Now we’re getting somewhere. But how could there be a “recessive” version of this gene? What’s going on there? A few prompts and they get it: do “recessive” genes simply not work? Are they mutations that don’t code for a working protein? So heterozygous plants grow tall because they have a working gene which can code for a working enzyme which will produce gibberellin and stimulate lots of cell division and “tallness”.

So to understand genetics,  you need to understand what DNA actually does.

They really like this because it has explanatory power. They’re not just matching up letters and traits in some trivial logic problem – they’re understanding the biochemical mechanisms. The following week, there’s more of them.

So this time I get them to review their dihybrid work from last year. And then throw linkage at them. It takes them some time, and there’s lots of brilliantly creative ideas along the way, but they get there. Perhaps these genes are on the same chromosome. So you inherit them together.

So to understand genetics, you also need to know the physical location of genes.

Week 3 and, oh look, the predicted linkage ratios don’t seem to be working out exactly. Where have that small percentage of apparently non-linked individuals come from? And why does that percentage seem to vary, depending on the trait? Crossing over and Morgan’s work on mapping chromosomes gets an airing.

So genetics is even more complicated and extraordinary than you realised!

Week 4 and we’re back to what genes code for. A 9:7 ratio of coloured sweet peas to white sweet peas. Huh? They figure out the principles of metabolic pathways and complementary epistasis.It’s just a pleasure and a privilege to watch them working together, trying out ideas, exlaining things to each other, that glorious lightbulb moment when they “get it”.

I add some points of my own.
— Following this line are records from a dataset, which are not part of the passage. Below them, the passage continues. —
PR #1974, opened 2026-08-16
fix(product): keep the sidebar selection highlight always animating

pablonyx:
## Finding 1: transition never plays on rapid re-selection (fixed in the first commit)

The workspace row highlight lives in `apps/packages/product-client/src/primitives/patterns/sidebar/SidebarRowSurface.tsx`. It applies a plain CSS transition (`transition-[background-color,color,opacity] duration-hover`), with the active/inactive class swapped via a boolean `active` prop, on a row keyed stably on `item.id` (no remount, no keyframe animation, no reduced-motion/instant flag involved for this path, all ruled out by direct code inspection).

The row's `active` boolean is recomputed fresh every render from the selection store (no stale memoization). Each click synchronously updates the store and produces its own React commit. The bug is not a React batching or stale-prop issue: it is the browser's rendering pipeline coalescing rapid same-frame style mutations. When workspace switches land faster than a paint, the same row's `active` value can flip true/false/true across several commits before the browser ever paints an intermediate frame. CSS transitions only animate between the style actually painted in the last frame and the style computed in the next painted frame; any values written and overwritten in between are invisible to the transition engine. If the row that ends up finally selected nets out to the same value it last had a real paint for (true -> true across the skipped window), no transition fires even though `data-active`/`bg-selected` land correctly in the DOM.

First fix: settle the class-driving value one animation frame behind `active` via a `useSettledActive` hook, guaranteeing a real, previously-painted "before" frame exists for the transition to animate from.

## Finding 2: no highlight at all during a fast Cmd+Opt+Arrow sweep (fixed in the second commit)

Live-testing a build with the first fix still reproduced a related but distinct symptom: sweeping through workspaces very quickly shows no sidebar highlight at all until movement stops.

They like my analogy of a cake. You need ingredients, a mixer and an oven. If both the mixer and the oven work, you can turn the ingredients into batter, and then turn the batter into a cake. But if the oven is broken, all you get is batter. And if the mixer is broken, you can’t even get to the batter – you’re just stuck with the ingredients.

And that brings them nicely to the boil for the Nude Carp Challenge. Here it is:

Nude Carp Challenge

Go on, have a go. You will feel ridiculously pleased with yourself when you figure it out. Will my Year 11s? I’ll find out tomorrow!